Issue #179, opened 2020-04-07
Would it be possible to reload the spec after authentication status changes?


bytedreamer:
The goal is to only show the API endpoints that are authorized. A call to retrieve the spec should include the authorization header so that endpoints could be filtered.

mrin9:
we have a similar task on our todo, but thats to annotate (may be disable) the try button. We try not to do any validations, to keep the API testable, for instance
- if you defined some constrain on a schema field like max-length, RapiDoc wont stop if you provide more than the max-length, this helps user to test how the API handles the negative cases ,
- same will be with security, would like to keep the end-point open to allow testing APIs that are invoked without security
 
Is there a use-case that you are after ?

bytedreamer:
Certain calls are restricted based on the user's permissions. We want the user to be able to view only the calls for which they have access.

The workflow for an user accessing the API Documentation:

1. Page shows no calls, only the OAuth2 section
2. User logs in using our OAuth2 login page
3. Successful login will only show the calls that the user has permission

One way to accomplish this is to dynamically create JSON spec file based on user permissions. For this to work, the JSON spec file needs to be reloaded anytime the login status changes. The JSON retrieval also needs to include the OAuth2 bearer token after login.

mrin9:
I dont think at present we will be taking that route. but keep an eye on this space, we plan to programmatically allow hide certain paths. once we provide that feature you can do it at your end. I will provide an event when a auth-key is applied, that will help you do what you exactly want.

PR #188, opened 2020-04-16
add token to spec load

rinella:
I modified the loadSpec to send a token with the request so the swagger json can be filtered based on what a user has permission to in the api.  i was wondering what the use case is for multiple tokens and if this is something you would be interested in for the mainline.

thanks.

-Eric

### DIFF
--- a/src/rapidoc.js
+++ b/src/rapidoc.js
@@ -841,8 +841,15 @@ export default class RapiDoc extends LitElement {
     this.matchPaths = '';
   }
 
+  async refreshSpecWithToken(apiKeyId, msgEvent) {
+    await this.loadSpec(this.specUrl, msgEvent.data.access_token);
+    const securityObj = this.resolvedSpec.securitySchemes.find((v) => (v.apiKeyId === apiKeyId));
+    securityObj.finalKeyValue = `Bearer ${msgEvent.data.access_token}`;
+    this.requestUpdate();
+  }
+
   // Public Method
-  async loadSpec(specUrl) {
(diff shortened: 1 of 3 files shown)


rinella:
reference issue #179

mrin9:
Thanks for the PR, as I mentioned in #179 we have a different opinion on how we are going to approach operations with security.

We are unlikely to take this PR, 

but I still did a quick code-gaze, it looks all fine, However, I would have taken a reactive approach
 
For a small to mid sized spec, this approach may work fine, but for larger specs it may not cut the deal. From your code it seems like it will trigger a reload, parse of the whole spec, and after that will re-render of the whole app, 

I dont think a reload is necessary at all, we already have a parsed spec with us and the endpoints can be hidden/shown in a reactive manner based on which API keys are applied and which Endpoints can be used with the applied API Keys.

This is how the search functionality works, the Endpoints are hidden/shown based on the search text and its presence in the endpoint path

rinella:
Thanks for checking it out.  Totally understand where you are coming from on the performance aspects.  

Our requirements are a little more security slanted.  We do not expose any endpoints unless you are authenticated.  The initial spec is empty.  Upon spec reload with the token in the request, the endpoints the user has access to are exposed.

mrin9:
If you plan to update your fork, to hide/show endpoints reactively based on if an API key is applied, please consider a PR here. We do have plans to implement similar functionality to filter out operations based on various aspects like Security, Tags. We can use your PR and extend it to support some of our workflows

PR #190, opened 2020-04-22
Fix trailing semicolon in 'Content-Type' header

trebler:
Trailing semicolon in `Content-Type` header is invalid. 

`express.js` fails to parse request body sent with such a header.


trebler:
@mrin9

mrin9:
Thanks much for spotting and fixing it !!!

PR #191, opened 2020-04-23
fix trailing spaces after line breaks in curl command

trebler:
Having spaces after line breaks (`\`) makes `curl` (or any shell command for that matter) ignore following lines, and hence `curl` example is not immediately usable when copying from `RapiDoc`.

@mrin9


mrin9:
awesome !!! thanks for the PR

PR #199, opened 2020-04-29
Fixed expanding of operation for "view" mode

Xenar0:
During navigating either via URL hash changes or via "scrollTo" public method, there is a bug when the view for such kind of operations isn't expanded:
- post-/pet/{petId}/uploadImage
- get-/pet/findByStatus

it works only for "one-section" paths, like
- put-/pet


mrin9:
thanks for identifying and fixing this issue !!!

PR #202, opened 2020-04-30
Display image

bytedreamer:


meztez:
Could it be generalized to all images format instead of only png?

mrin9:
First, thanks much for taking time and trying to address certain concerns with this library. We do appreciate your contribution and help us make it a better product.

However, I will have to discard this PR, for
- one we do not want to add token to load a spec
- two, it is a single PR trying to address multiple concerns, this do no not help much in getting through our internal approval process

for future PRs, please create an issue first and then submit a PR against it

mrin9:
there is a separate issue #251  exist for displaying images, will address it to support multiple other formats not just `png`
it should support `image`, `video`, `audio`, `zip` etc

We do support receiving binary content, however for that the response `content-type` in the spec should be `binary/octet-stream` or `application/octet-stream`
we will now add more binary format to that list

PR #168, opened 2026-07-28
[mobile] UX polish for phone screens across the hub (v0.23.45)

HexagonStorms:
## Summary

Fixes from a mobile readiness pass ahead of the app store release. Every hub surface was walked at 390x844 and 320x568 in a phone viewport, logged in as a member and as a guild lead.

**Safe area (app webview)**
* Add `viewport-fit=cover` to both base templates. Without it every `env(safe-area-inset-*)` in the CSS evaluates to 0, and the Capacitor config (`contentInset: never`, Android targetSdk 36 edge to edge) makes the web layer responsible for insets.
* Pad the hub topbar, sidebar, public class topbar, and landing header with `env(safe-area-inset-top)` so controls stay below the notch and status bar.

**Layout fixes**
* Onboarding checklist rows: `flex-wrap: nowrap` so the icon, label, and arrow stay on one line; long labels wrap inside the body instead of shattering the row.
* Feedback FAB: 6rem bottom clearance on `.hub-content` and `.cp-page` at phone widths so it never covers the last form field or button.
* Tab strips (guild pages, settings, voting): new shared `.pl-tabs` class renders one horizontally scrollable row instead of wrapping to a second line.
* Class card grid: `minmax(min(260px,100%),1fr)` plus `min-width: 0` on the flex wrapper chain removes a 4px page level horizontal scroll at 320px viewports.

**Behavior fixes**
* Class pages now follow the hub dark theme on the member host. Two causes: the dark token selector `[data-theme=\"dark\"] .cp-page` could never match (the hub paints dark as `html.dark` with the attribute removed), and class pages defaulted to light even inside the hub. The public book surface keeps its light default.
* The become a member band on guild pages is hidden for viewers who already have a Member record.
* Register page header stacks on phones instead of squeezing the title to one word per line.
* Week calendar chips render as slim color bars on phones instead of text clipped mid glyph; the event list below the grid carries titles and times.
* Dropped the literal middot in the home upcoming meta; the flex gap already separates items and the dot looked orphaned when it wrapped.

Bumps VERSION to 0.23.45 with one member facing changelog entry.

## Test plan

* Full suite: 5232 passed against the previous line; on this branch `tests/hub/` and `tests/classes/` pass (1844 tests). The one failure in `discord_class_posts_spec` also fails on clean main and is unrelated.
* Pre push hook (ruff, ruff format, mypy, template check) passes.
* Visually verified in a phone viewport before and after: checklist rows, tab strips, FAB clearance, dark catalog, register header, 320px overflow, calendar chips.
* Safe area padding needs a real device check (desktop browsers report `env()` as 0); it degrades to exactly the current layout when insets are 0.

https://claude.ai/code/session_017nUJSFN73utWqxt3Pq2C9Y


PastLivesReviewBot (approved):

PR #169, opened 2026-07-29
[discord] Recurring events push the UTC weekday, not local (v0.23.45)

HexagonStorms:
## What

Recurring Discord Scheduled Events were anchored to the wrong day for evening events. Parallel Play (Thursday 5 to 8 PM) displayed as Wednesday on the Discord server.

## Why

Discord evaluates recurrence_rule against the UTC scheduled_start_time it is sent. A Portland event starting 5 PM PDT or later crosses the UTC date line, so its UTC weekday is one day later than its local weekday. The mapper computed by_weekday from local time while sending the start in UTC; Discord resolved the contradiction by snapping the series to the rule's weekday in UTC, which is one day early in Portland. The monthly by_n_weekday mapping had the same failure mode (a 2nd Friday evening is a 2nd Saturday in UTC).

## Fix

_recurrence_rule_for now derives the weekday, and for monthly the ordinal n, from the UTC start. The dead _occurrence_n helper is removed. The model's local time semantics (occurrences_in, _occurrence_ordinal) are untouched; only the Discord mapping layer changes.

Note: the live Parallel Play Discord event was already corrected by hand via the API on 2026-07-28. This fix stops the next FOG save of that meeting from reverting it to Wednesday.

## Tests

Two new regression specs cover the cross midnight cases (weekly and monthly). Full related suites pass: discord_events, calendar_service, backfill and retry commands (101 specs). Ruff and mypy clean via pre-push.

https://claude.ai/code/session_01XJKEkdaf1RZw87MPwKvgqj

### DIFF
--- a/core/integrations/discord_events.py
+++ b/core/integrations/discord_events.py
@@ -195,13 +195,6 @@ def _build_description(event: CommunityEvent) -> str:
     return "\n\n".join(parts)
 
 
-def _occurrence_n(event: CommunityEvent) -> int:
-    """Discord ``by_n_weekday.n`` (1–5) for a monthly-by-weekday event — the model's
-    ``-1`` ('last') maps to Discord's ``5``."""
-    ordinal = event._occurrence_ordinal()
-    return 5 if ordinal == -1 else ordinal
-
-
 def _recurrence_rule_for(event: CommunityEvent) -> dict[str, Any] | None:
     """Map a :class:`CommunityEvent` recurrence to a Discord ``recurrence_rule`` dict.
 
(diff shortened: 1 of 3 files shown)


PastLivesReviewBot (approved):
Reviewed and approved by PastLivesReviewBot. Code meets PLFOG coding standards: the fix is confined to the Discord mapping layer (model local-time semantics untouched), fully typed, covered by two pinned-date regression specs for the cross-midnight cases plus the existing 1-31 range sweep, no skips or pragmas, dead helper removed with no dangling references, and the changelog entry correctly treats this as a fix to live production behavior.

The problem :: Every line above from the line with "mapping layer changes." to the line with "-def _occurrence_n(event: CommunityEvent)", inclusive, must be returned exactly; no other line belongs in the reply.

Result of this task ::
_recurrence_rule_for now derives the weekday, and for monthly the ordinal n, from the UTC start. The dead _occurrence_n helper is removed. The model's local time semantics (occurrences_in, _occurrence_ordinal) are untouched; only the Discord mapping layer changes.

Note: the live Parallel Play Discord event was already corrected by hand via the API on 2026-07-28. This fix stops the next FOG save of that meeting from reverting it to Wednesday.

## Tests

Two new regression specs cover the cross midnight cases (weekly and monthly). Full related suites pass: discord_events, calendar_service, backfill and retry commands (101 specs). Ruff and mypy clean via pre-push.

https://claude.ai/code/session_01XJKEkdaf1RZw87MPwKvgqj

### DIFF
--- a/core/integrations/discord_events.py
+++ b/core/integrations/discord_events.py
@@ -195,13 +195,6 @@ def _build_description(event: CommunityEvent) -> str:
     return "\n\n".join(parts)
 
 
-def _occurrence_n(event: CommunityEvent) -> int:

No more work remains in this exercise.